Panitumumab is a fully humanized antibody that also binds to EGFR, but it does not share the same epitope as cetuximab. Due to its nature, it appears to have a better safety profile, and, in conjunction with IRDye 800CW, it can be a promising tracer for FGR of GBM [55]. Napier et al. compared panitumumab–IRDye 800CW with 5-ALA in the FGR of GBM in patient-derived GBM xenograft models and evaluated the effectiveness of this new dye in determining the tumor margins and achieving better tumor resection. From the results of this study, it appeared that panitumumab–IRDye 800CW offers up to 30% higher tumor-to-normal tissue ratio uptake and over 10% higher accuracy in locating the center and margins of the tumor compared to 5-ALA [56] The infusion of panitumumab–IRDye 800CW must be administered 1–5 days prior to surgery, which means that, like cetuximab, it cannot be used in emergency surgeries based on the current data. In 2018, a phase I/II clinical trial was started to evaluate the potential side effects of the substance and to find the optimal dose for the FGR of GBM with panitumumab–IRDye 800CW. Currently patient recruitment is still ongoing and is estimated to be completed by the end of the year [57]. Moreover, another study was announced in 2024, which is set to evaluate the potential usefulness of panitumumab–IRDye 800CW in the intraoperative delineation of pediatric neoplasms; however, participant recruitment for this study has not yet begun [58].

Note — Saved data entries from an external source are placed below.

PR #3117, opened 2023-03-24
Network Instance State Collector

milan-zededa:
The process of collecting state data and metrics for network instances (IP assignments of app interfaces, interface metrics, application flows) has been previously scattered all across the zedrouter codebase. This commit consolidates stata data collecting into a standalone component defined by an _interface_ `nistate.Collector`, meaning that the default Linux-based implementation is replaceable, which opens up the possibility of adding native support for other network stacks to EVE.

Another important goal of this refactoring was to simplify the existing implementation and make it easier to understand. Previously, state data were collected by multiple Go routines and exchanged through some additional channels and pubsub topics. It was quite difficult to understand the code as a whole and to see what actually is the intended behavior of some of its parts.


milan-zededa:
All relevant Yetus issues were fixed.

eriknordmark (commented):
Did you consider the stutter yetus comment on  line 29 in pkg/pillar/nistate/statecollector.go?

If you don't want to rename it (e.g., to just Collector), then it makes sense to add a comment to make the complaint go away.

milan-zededa:
> Did you consider the stutter yetus comment on line 29 in pkg/pillar/nistate/statecollector.go?

On second thought, I decided to do the renaming.

eriknordmark (approved):
LGTM (and ignoring the reported existing yetus issues for zedroutertypes.go).

But do we have any tests which verifies that we get the status, metrics, and flowlogs somewhere?

milan-zededa:
> But do we have any tests which verifies that we get the status, metrics, and flowlogs somewhere?

In eden we do. However, these tests do not go very deep and do not cover all the fields of these published state data. After zedrouter refactoring I would like to have a look at eden tests and extend the existing ones plus add some more (for networking).

Issue #3118, opened 2023-03-26
Running collect-info.sh made device run out of memory hence watchdog


eriknordmark:
On a device which has been running for months, hence with Gigabytes on /persist/newlog, collect-info.sh causes a watchdog.

#### Describe the bug

Using mktemp is a bad idea when /tmp/ is memory.

While fixing this it would also make sense to preserve the timestamps on the files by using cp -rp instread of cp -r; the timestamps are often useful to see what has not changed for a while.

#### Recent release

Yes, I used the script from current master.

#### Duplicate

If you are reporting a new issue, make sure that we do not have any duplicates
already open. You can ensure this by searching the issue list for this
repository. If there is a duplicate, please close your issue and add a comment
pointing to the existing issue instead.

#### How to reproduce

Include a list of steps showing how to reproduce the bug. Also include:

* EVE-OS version [e.g., 6.6.3]
* EVE-OS hardware architecture [e.g., arm64, amd64]

#### Additional context

Add any other information about the problem here.

rouming:
Fixed.

PR #3119, opened 2023-03-26
debug/collect-info.sh: don't copy folders, create symlinks instead

rouming:
This presumably fixes the #3118 by creating symlinks of folder with huge files (e.g. logs) instead of copying them to the tmpfs folder, which can cause the OOM.

This patch also installs GNU tar for ignoring all warnings and read errors.

Bump up the version of the script to v2.

cc: @eriknordmark


eriknordmark (approved):
LGTM

PR #3120, opened 2023-03-27
kexec : block arbitrary kexec load

shjala:
Toggle kexec_load_disabled and block arbitrary loading of a kernel, this is an attempt to block yet another root-to-kernel transition (beside module signing).


rouming (approved):
Looks good

PR #3121, opened 2023-03-27
to collect all source code for the packages used by eve

yash-zededa:
- this metadata is required for sBOM process

### DIFF
--- a/Makefile
+++ b/Makefile
@@ -155,7 +155,7 @@ BOOT_PART=$(INSTALLER)/boot
 BSP_IMX_PART=$(INSTALLER)/bsp-imx
 
 SBOM=$(ROOTFS).spdx.json
-
+COLLECTED_SOURCES=$(BUILD_DIR)/collected_sources.tar.gz
 DEVICETREE_DTB_amd64=
 DEVICETREE_DTB_arm64=$(DIST)/dtb/eve.dtb
 DEVICETREE_DTB=$(DEVICETREE_DTB_$(ZARCH))
@@ -283,6 +283,12 @@ LINUXKIT_PATCHES_DIR=tools/linuxkit/patches
 RESCAN_DEPS=FORCE
 # set FORCE_BUILD to --force to enforce rebuild
 FORCE_BUILD=
+
+# for the go build sources
+GOSOURCES=$(BUILDTOOLS_BIN)/go-sources-and-licenses
+GOSOURCES_VERSION=bc8b291f04566f35172f3d30f66e02e339f0342c
+GOSOURCES_SOURCE=github.com/deitch/go-sources-and-licenses
+
 
 SYFT_VERSION:=v0.63.0
 SYFT_IMAGE:=docker.io/anchore/syft:$(SYFT_VERSION)
@@ -559,6 +565,8 @@ live: $(LIVE_IMG) $(BIOS_IMG) current	; $(QUIET): "$@: Succeeded, LIVE_IMG=$(LIV
 live-%: $(LIVE).%		; $(QUIET): "$@: Succeeded, LIVE=$(LIVE)"
 installer: $(INSTALLER_IMG)
 installer-%: $(INSTALLER).% current ; @echo "$@: Succeeded, INSTALLER_IMG=$<"
+collected_sources: $(COLLECTED_SOURCES)
+gosources: $(GOSOURCES)
 
 $(SSH_KEY):
 	rm -f $@*
@@ -602,6 +610,33 @@ $(SBOM): $(ROOTFS_TAR) | $(INSTALLER)
 	tar xf $< -C $(TMP_ROOTDIR) --exclude "dev/*"
 	docker run -v $(TMP_ROOTDIR):/rootdir:ro $(SYFT_IMAGE) -o spdx-json /rootdir > $@
 	rm -rf $(TMP_ROOTDIR)
+	$(QUIET): $@: Succeeded
+
+$(GOSOURCES):
+	$(QUIET): $@: Begin
+	$(shell GOBIN=$(BUILDTOOLS_BIN) GO111MODULE=on CGO_ENABLED=0 go install $(GOSOURCES_SOURCE)@$(GOSOURCES_VERSION))
+	@echo Done building packages
+	$(QUIET): $@: Succeeded
+
+$(COLLECTED_SOURCES): $(ROOTFS_TAR) $(GOSOURCES)| $(INSTALLER)
+	$(QUIET): $@: Begin
+	$(eval TMP_ROOTDIR := $(shell mktemp -d))
+	# this is a bit of a hack, but we need to extract the rootfs tar to a directory, and it fails if
+	# we try to extract character devices, block devices or pipes, so we just exclude the dir.
+	# when syft supports reading straight from a tar archive with duplicate entries,
+	# this all can go away, and we can read the rootfs.tar
+	# see https://github.com/anchore/syft/issues/1400
+	tar xf $< -C $(TMP_ROOTDIR) --exclude "dev/*"
+	$(eval TMP_COLLECTED_SOURCES := $(shell mktemp -d))
+	bash tools/get-alpine-pkg-source.sh -s $(TMP_COLLECTED_SOURCES)/alpine/ -e $(TMP_ROOTDIR) 
+	bash tools/get-kernel-source.sh -s $(TMP_COLLECTED_SOURCES)/kernel/
+	for i in $$(find . -name 'go.sum'); \
+		do								 		   \
+			$(GOSOURCES) sources -d $$(dirname $$i) --recursive --out $(TMP_COLLECTED_SOURCES)/go; \
+		done;	
+	tar cvf - $(TMP_COLLECTED_SOURCES) | gzip -9 - > $(COLLECTED_SOURCES)
+	rm -rf $(TMP_ROOTDIR)
+	rm -rf $(TMP_COLLECTED_SOURCES)
 	$(QUIET): $@: Succeeded
 
 $(LIVE).raw: $(BOOT_PART) $(EFI_PART) $(ROOTFS_IMG) $(CONFIG_IMG) $(PERSIST_IMG) $(BSP_IMX_PART) | $(INSTALLER)
@@ -778,6 +813,7 @@ $(LINUXKIT): | $(GOBUILDER)
 	rm -rf /tmp/linuxkit" \
 	$(GOTREE) $(GOMODULE) $(BUILDTOOLS_BIN)
 	$(QUIET): $@: Succeeded
+
 
 $(GOBUILDER):
 	$(QUIET): "$@: Begin: GOBUILDER=$(GOBUILDER)"
--- a/tools/get-alpine-pkg-source.sh
+++ b/tools/get-alpine-pkg-source.sh
@@ -76,7 +76,8 @@ get_ocpairs() {
     awk -F: '
         /^o:/ { origin=$2 }
         /^L:/ { license=$2 }
-        /^c:/ { commit=$2; if (commit == "") { commit = "unknown" }; print origin, commit, license; origin="XXX"; license="" }' < "$1" | sort -u > "$2"
+        /^V:/ { version=$2 }
+        /^c:/ { commit=$2; if (commit == "") { commit = "unknown" }; print origin, version, commit, license; origin="XXX"; license="";version="" }' < "$1" | sort -u > "$2"
 }
 
 if [ -n "$evedir" ]; then
@@ -126,7 +127,7 @@ cat ${OCPAIRS}.* | sort -u >${OCPAIRS}
 [ -z "$quiet" ] && echo "found $(cat ${OCPAIRS} |wc -l) packages times licenses"
 # skip licenses
 mv ${OCPAIRS} ${OCPAIRS}.with_licenses
-awk '{print $1, $2}' ${OCPAIRS}.with_licenses | sort -u >${OCPAIRS}
+awk '{print $1, $2, $3}' ${OCPAIRS}.with_licenses | sort -u >${OCPAIRS}
 # shellcheck disable=SC2002
 [ -z "$quiet" ] && echo "found $(cat ${OCPAIRS} |wc -l) packages"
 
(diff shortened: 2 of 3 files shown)


yash-zededa:
@deitch @dautovri please review

Makefile
```diff
@@ -604,6 +605,27 @@ $(SBOM): $(ROOTFS_TAR) | $(INSTALLER)
...
+	# when syft supports reading straight from a tar archive with duplicate entries,
+	# this all can go away, and we can read the rootfs.tar
+	# see https://github.com/anchore/syft/issues/1400
+	tar xf $< -C $(TMP_ROOTDIR) --exclude "dev/*"
+	bash tools/get-alpine-pkg-source.sh -v -s /tmp/sources/alpine -e $(TMP_ROOTDIR) 
+	bash tools/get-kernel-source.sh -v -s /tmp/sources/kernel 
+	echo $(shell $(ROOTDIR))
+	for i in $$(find . -name 'go.sum'); \
+	do								 		   \
+		go-sources-and-licenses sources -d $$(dirname $$i) --recursive --out /tmp/sources/go; \
```
deitch, line 622: Something I don't understand. The tool `go-sources-and-licenses` is installed inside the build container, but it is called from the `Makefile`? Can I run `make <whatever>` like I can call `make sbom`?

Makefile
```diff
@@ -604,6 +605,27 @@ $(SBOM): $(ROOTFS_TAR) | $(INSTALLER)
 	rm -rf $(TMP_ROOTDIR)
 	$(QUIET): $@: Succeeded
 
+generate_metadata: $(ROOTFS_TAR) | $(INSTALLER)
```
deitch, line 608: Did you mean this target to be `generate_metadata:` as well, or `$(GENERATE_METADATA)`?

Makefile
```diff
@@ -559,6 +559,7 @@ live: $(LIVE_IMG) $(BIOS_IMG) current	; $(QUIET): "$@: Succeeded, LIVE_IMG=$(LIV
 live-%: $(LIVE).%		; $(QUIET): "$@: Succeeded, LIVE=$(LIVE)"
 installer: $(INSTALLER_IMG)
 installer-%: $(INSTALLER).% current ; @echo "$@: Succeeded, INSTALLER_IMG=$<"
+generate_metadata: $(GENERATE_METADATA)
```
deitch, line 562: Is there any reason to call this `generate_metadata` and not something like `sources`?

deitch (changes requested):

Makefile
yash-zededa: No specific reason, this popped up while I was working. Open to suggestions. sources would be bit mis-leading. I will think of a better name.

Makefile
yash-zededa: It should be `$(GENERATE_METADATA)`. Fixed it

Makefile
```diff
@@ -604,6 +605,27 @@ $(SBOM): $(ROOTFS_TAR) | $(INSTALLER)
...
+	tar xf $< -C $(TMP_ROOTDIR) --exclude "dev/*"
+	bash tools/get-alpine-pkg-source.sh -v -s /tmp/sources/alpine -e $(TMP_ROOTDIR) 
+	bash tools/get-kernel-source.sh -v -s /tmp/sources/kernel 
+	echo $(shell $(ROOTDIR))
+	for i in $$(find . -name 'go.sum'); \
+	do								 		   \
+		go-sources-and-licenses sources -d $$(dirname $$i) --recursive --out /tmp/sources/go; \
+	done;	
+	tar cvzf metadata.tar.gz /tmp/sources/
+	tar cvf - /tmp/sources/ | gzip -9 - > metadata.tar.gz
```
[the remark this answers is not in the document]
yash-zededa: Missed deleting the first line. Will fix it.

tools/get-alpine-pkg-source.sh
```diff
@@ -274,4 +277,4 @@ if [ -n "$urlfile" ]; then
 fi
 cd "$startdir" || exit
 # shellcheck disable=SC2002
-[ -z "$quiet" ] && echo "Collected $(du -sm "$outdir" | cut -f 1) Mbytes for $(cat "${OCPAIRS}" | wc -l) packages of source in $outdir"
+[ -z "$quiet" ] && echo "Collected $(du -sm "$outdir" | cut -f 1) Mbytes for $(cat "${OCPAIRS}" | wc -l) packages of source in $outdir"
```
eriknordmark, line 280: Unless my eyes are confused it seems like your change here is to remove the "return" (CR)  in the file. Is that correct? Useful?

tools/get-alpine-pkg-source.sh
```diff
@@ -76,7 +76,9 @@ get_ocpairs() {
     awk -F: '
         /^o:/ { origin=$2 }
         /^L:/ { license=$2 }
-        /^c:/ { commit=$2; if (commit == "") { commit = "unknown" }; print origin, commit, license; origin="XXX"; license="" }' < "$1" | sort -u > "$2"
+        /^V:/ { version=$2 }
+        /^c:/ { commit=$2; if (commit == "") { commit = "unknown" }; print origin, version, commit, license; origin="XXX"; license="" }' < "$1" | sort -u > "$2"
```
eriknordmark, line 80: Shouldn't you add version="" here to avoid carrying the version from the previous package?

Makefile
eriknordmark: Do you think something like collect_sources would be misleading?

Makefile
```diff
@@ -604,6 +605,26 @@ $(SBOM): $(ROOTFS_TAR) | $(INSTALLER)
...
+	$(QUIET): $@: Begin
+	$(eval TMP_ROOTDIR := $(shell mktemp -d))
+	# this is a bit of a hack, but we need to extract the rootfs tar to a directory, and it fails if
+	# we try to extract character devices, block devices or pipes, so we just exclude the dir.
+	# when syft supports reading straight from a tar archive with duplicate entries,
+	# this all can go away, and we can read the rootfs.tar
+	# see https://github.com/anchore/syft/issues/1400
+	tar xf $< -C $(TMP_ROOTDIR) --exclude "dev/*"
+	bash tools/get-alpine-pkg-source.sh -v -s /tmp/sources/alpine -e $(TMP_ROOTDIR) 
+	bash tools/get-kernel-source.sh -v -s /tmp/sources/kernel
```
eriknordmark, line 618: Is it useful to pass -v to have the build spew out so many lines of output?

Makefile
```diff
@@ -604,6 +605,26 @@ $(SBOM): $(ROOTFS_TAR) | $(INSTALLER)
...
+	# see https://github.com/anchore/syft/issues/1400
+	tar xf $< -C $(TMP_ROOTDIR) --exclude "dev/*"
+	bash tools/get-alpine-pkg-source.sh -v -s /tmp/sources/alpine -e $(TMP_ROOTDIR) 
+	bash tools/get-kernel-source.sh -v -s /tmp/sources/kernel 
+	echo $(shell $(ROOTDIR))
+	for i in $$(find . -name 'go.sum'); \
+	do								 		   \
+		go-sources-and-licenses sources -d $$(dirname $$i) --recursive --out /tmp/sources/go; \
+	done;	
+	tar cvf - /tmp/sources/ | gzip -9 - > ./metadata.tar.gz
```
eriknordmark, line 624: We place the other output of the build (like the rootfs etc) in the dist/amd64/... directory. I think it makes sense to put this output there (and name it something like collected_sources).

Makefile
yash-zededa: collect_sources sounds good. I was thinking to use `package_info` - what is your opinion for the same ?

eriknordmark: But it isn't about the info; it is about all of the source files.

Makefile
deitch: Yes. Make sure it is not in `installed/`, so it is not included in the final eve image and does not bloat it, but `dist/<arch>/` is the right place.

Also, you can simplify this line to:

```
tar zcvf $(DIST)/metadata.tar.gz -C /tmp/sources/ .
```

(that `$(DIST)` probably is incorrect, but the right idea)

deitch: Also, can we clean up `/tmp/sources` and use something for each build, that gets cleaned up later? See how we did it for sbom:

```makefile
SBOM=$(ROOTFS).spdx.json
sbom: $(SBOM)
$(SBOM): $(ROOTFS_TAR) | $(INSTALLER)
	$(QUIET): $@: Begin
	$(eval TMP_ROOTDIR := $(shell mktemp -d))
	# this is a bit of a hack, but we need to extract the rootfs tar to a directory, and it fails if
	# we try to extract character devices, block devices or pipes, so we just exclude the dir.
	# when syft supports reading straight from a tar archive with duplicate entries,
	# this all can go away, and we can read the rootfs.tar
	# see https://github.com/anchore/syft/issues/1400
	tar xf $< -C $(TMP_ROOTDIR) --exclude "dev/*"
	docker run -v $(TMP_ROOTDIR):/rootdir:ro $(SYFT_IMAGE) -o spdx-json /rootdir > $@
	rm -rf $(TMP_ROOTDIR)
	$(QUIET): $@: Succeeded
```

So we probably could do:

```makefile
COLLECTED_SOURCES=$(DIST)/sources.tar.gz
collected_sources: $(COLLECTED_SOURCES)
$(COLLECTED_SOURCES): $(ROOTFS_TAR) | $(INSTALLER)
	$(QUIET): $@: Begin
	$(eval TMP_SOURCES := $(shell mktemp -d))
       # do whatever you need for sources here
       # when done:
	tar -zcvf $@ -C $(TMP_SOURCES) .
	rm -rf $(TMP_SOURCES)
	$(QUIET): $@: Succeeded
```

Makefile
yash-zededa: will keep `collect_sources`

tools/get-alpine-pkg-source.sh
yash-zededa: will add the `version=""`

Makefile
yash-zededa: fixed

Makefile
yash-zededa: cleanup implemented. Copied the artifact to the dist folder

Makefile
```diff
@@ -155,7 +155,7 @@ BOOT_PART=$(INSTALLER)/boot
 BSP_IMX_PART=$(INSTALLER)/bsp-imx
 
 SBOM=$(ROOTFS).spdx.json
-
+COLLECTED_SOURCES=$(DIST)/collected_sources.tar.gz
```
deitch, line 158: I think this should be `$(BUILD_DIR)/collected_sources.tar.gz` and not `$(DIST)`. We want it to end up in the specific build subdir:

* `$(DIST)` = `./dist/x86_64`
* `$(BUILD_DIR)` = `$(DIST)/<version>` = (e.g.) `./dist/x86_64/v3.2.1-abcd4566/`

Makefile
deitch: Question remains.

tools/get-alpine-pkg-source.sh
deitch: Still needs this.

Makefile
yash-zededa: go install is not needed in the Dockerfile. I have moved it to the makefile under the build-tools/bin folder i.e the temp GOPATH. The file is getting downloaded and working as expected. Removed the install from the Dockerfile.

tools/get-alpine-pkg-source.sh
yash-zededa: added the version. Fixed it

tools/get-alpine-pkg-source.sh
yash-zededa: Fixed the script.

Makefile
```diff
@@ -604,6 +612,33 @@ $(SBOM): $(ROOTFS_TAR) | $(INSTALLER)
 	rm -rf $(TMP_ROOTDIR)
 	$(QUIET): $@: Succeeded
 
+$(GOSOURCES):
+	$(QUIET): $@: Begin
+	$(shell GOBIN=$(BUILDTOOLS_BIN)/yash GO111MODULE=on CGO_ENABLED=0 go install $(GOSOURCES_SOURCE)@$(GOSOURCES_VERSION))
```
deitch: I think you meant for this to be `GOBIN=$(BUILDTOOLS_BIN)` and not `$(BUILDTOOLS_BIN)/yash`. 😁

Makefile
```diff
@@ -604,6 +612,33 @@ $(SBOM): $(ROOTFS_TAR) | $(INSTALLER)
...
+	# when syft supports reading straight from a tar archive with duplicate entries,
+	# this all can go away, and we can read the rootfs.tar
+	# see https://github.com/anchore/syft/issues/1400
+	tar xf $< -C $(TMP_ROOTDIR) --exclude "dev/*"
+	$(eval TMP_COLLECTED_SOURCES := $(shell mktemp -d))
+	bash tools/get-alpine-pkg-source.sh -s $(TMP_COLLECTED_SOURCES)/alpine/ -e $(TMP_ROOTDIR) 
+	bash tools/get-kernel-source.sh -s $(TMP_COLLECTED_SOURCES)/kernel/
+	for i in $$(find . -name 'go.sum'); \
+		do								 		   \
+			go-sources-and-licenses sources -d $$(dirname $$i) --recursive --out $(TMP_COLLECTED_SOURCES)/go; \
```
deitch, line 635: You can just use `$(GOSOURCES)` here, and avoid the path issues:

```
			$(GOSOURCES) sources -d $$(dirname $$i) --recursive --out $(TMP_COLLECTED_SOURCES)/go; \
```

deitch (changes requested):
Minor nits

Makefile
deitch: Yeah, you got that already

yash-zededa: this is fixed before the comment. Was just testing it with few combinations :)

Makefile
yash-zededa: fixed

deitch:
You need to sign the DCO

eriknordmark (approved):
LGTM

eriknordmark (changes requested):
Note that all of the commits should be squashed before we can merge this.

yash-zededa:
> Note that all of the commits should be squashed before we can merge this.

All commits squashed

eriknordmark (approved):
Thanks.

PR #3123, opened 2023-03-29
Make kernel config diffing less pedantic

shjala:
Currently any change to local kernel config has to be exactly the same order as the menuconfig output (?) otherwise build fails. This change is still sensitive to config changes, but not sensitive to the order of the config values (which might get changed by `make prepare`  if not in the exact order of menuconfig).


rouming (approved):
Awesome. I hate the annoying diff very much! 
@eriknordmark do we have any strict requirement on that diff? 
Anyway, looks good to me.

shjala:
#3116 will silence the yetus.

eriknordmark (approved):
LGTM

PR #3127, opened 2023-03-30
[OPTEE-OS 2/5] pkg: cross-compilers: Add armhf toolchain

rene:
Add armhf toolchain to cross-compilers package in order to be used by OPTEE-OS, that requires aarch32 and aarch64 compilers.


jsfakian:
This looks good to me.

eriknordmark (approved):
LGTM

Issue #3109, opened 2023-03-22
EVE should gracefully register/enroll when deleted from controller


DolceTriade:
#### Use case

Forcing a reboot to re-register can be inconvenient if you intentionally or mistakenly delete/unregister your device from the controller.

#### Describe the solution you'd like

If EVE receives a 403 when fetching its uuid or config, it should attempt to re-register.

PR #3131, opened 2023-03-30
client: Try to fetch the UUID each boot.

DolceTriade:
previously, we would declare success if the old uuid existed, but there is a possibility that a device has been deleted and re-onboarded, so attempt to actually fetch the UUID and re-register.

This allows you to recover an accidently deleted device by rebooting instead of requiring a re-image.

Helps with #3109


eriknordmark (changes requested):
We need to be able proceed and start applications (based on the checkpointed configuration) even if there is no network/controller access at the time of boot. I think this changes that.

The issue at hand is better addressed by having zedclient's detection of uuid mismatch trigger a "client selfRegister getUuid" invocation instead of the current "client getUuid", but need to make sure that such a change does not cause any negative consequences in any corner cases.

DolceTriade:
Makes sense. I'll close this and take another stab at implementing as you suggest. That does seem like the better approach.

PR #1123, opened 2022-04-10
Fix for potential spurious wake-ups in WorkflowThreadContext

Spikhalskiy:
Some awaits in WorkflowThreadContext were not shielded against spurious wake-ups with condition checks or were shielded with condition checks that were not safe.

### DIFF
--- a/temporal-sdk/src/main/java/io/temporal/internal/sync/WorkflowThreadContext.java
+++ b/temporal-sdk/src/main/java/io/temporal/internal/sync/WorkflowThreadContext.java
@@ -19,6 +19,7 @@
 
 package io.temporal.internal.sync;
 
+import com.google.common.base.Preconditions;
 import com.google.common.base.Throwables;
 import io.temporal.internal.common.DebugModeUtils;
 import io.temporal.workflow.Functions;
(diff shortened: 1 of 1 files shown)


bergundy (commented):
Are there any concerns of breaking history compatibility with this change?

Spikhalskiy:
@bergundy nope, it's to eliminate potential rare spurious wake-ups and race conditions. Normal executions will not be affected by this change.

temporal-sdk/src/main/java/io/temporal/internal/sync/WorkflowThreadContext.java
```diff
@@ -123,33 +130,35 @@ private void maybeEvaluateLocked(String reason) {
       } catch (Exception e) {
         evaluationFunction.apply(Throwables.getStackTraceAsString(e));
       } finally {
-        status = Status.YIELDED;
+        status = Status.RUNNING;
```
Spikhalskiy, line 133: It's a more correct state to switch after evaluation. If running conditions are not met, we will go into YIELDED anyway after the check.

Before this change the following chains of states were possible: 
EVALUATING -> YIELDED
EVALUATING -> YIELDED (shortly) -> RUNNING and YIELDED will be set and observable without actually yielding. Ideally, we want to switch to and publish YIELDED state only when we ACTUALLY yield.

After the change, we can get 
EVALUATING -> RUNNING (shortly) -> YIELDED 
or EVALUATING -> RUNNING
and we go into YIELDED ONLY if we actually yield. This is a much more consistent state model.

Spikhalskiy:
After thinking more, this is reduced to a small change that is not worth a separate pr, will just include it into another PR touching this class for simplicity.

PR #1144, opened 2022-04-14
Fix workflow thread name strategy to append a clear marker of truncation

Spikhalskiy:
Now if we truncate workflowId before we append it to the workflow thread name, we truncate it and it may be unclear and misleading in some cases. Add a clear marker at the end of workflowId if we indeed truncate.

ABY-029–IRDye 800CW is a synthetic anti-EGFR antibody conjugated with a fluorescent dye that is produced under pre-Good Manufacturing Practice conditions for tumor targeting and banding during surgical procedure [59]. The use of the synthetic antibody was proven to be safe in a Phase 0 study, as no toxicity was observed even at a dose 1000 times greater than the microdose required for tumor localization. From preclinical studies on FGR of mouse GBM, it appeared that there was up to 16 times greater fluorescence in the tumor areas compared to the normal ones, and that this fluorescence could be detected up to 48 h later [59,60]. In 2021, an early Phase I clinical trial was initiated to assess whether microdosing of ABY-029–IRDye 800CW produces detectable signals in tissues resected using fluorescence-guided resection (FGR) in patients with recurrent gliomas. The study has since been completed, and its results are currently awaited [61]. In all clinical trials, the administration of the dye was performed 1–3 h prior to surgery intravenously in a microdose, which offers an advantage compared to other EGFR antibodies that require administration 1–5 days before. The use of this synthetic molecule is still under investigation as there are not enough clinical studies, but it seems to be very promising. In addition to EGFR, which is overexpressed or mutated in GBM, glypican-1 is also overexpressed in these tumors and is associated with poor prognosis. Miltuximab is a chimeric antibody that targets the proteoglycan glypican-1 and when combined with IRDye-800CW it is a promising tracer for the FGR of GBM [62]. From preclinical studies in xenograft mouse GBM models, it appears that the antibody is capable of selectively accumulating in the tumor and causing strong fluorescence without causing significant side effects [63]. Currently, no clinical trial for its use in humans with GBM has been published; therefore, we await further studies to evaluate the potential application of miltuximab–IRDye-800CW in the GFR of GBM.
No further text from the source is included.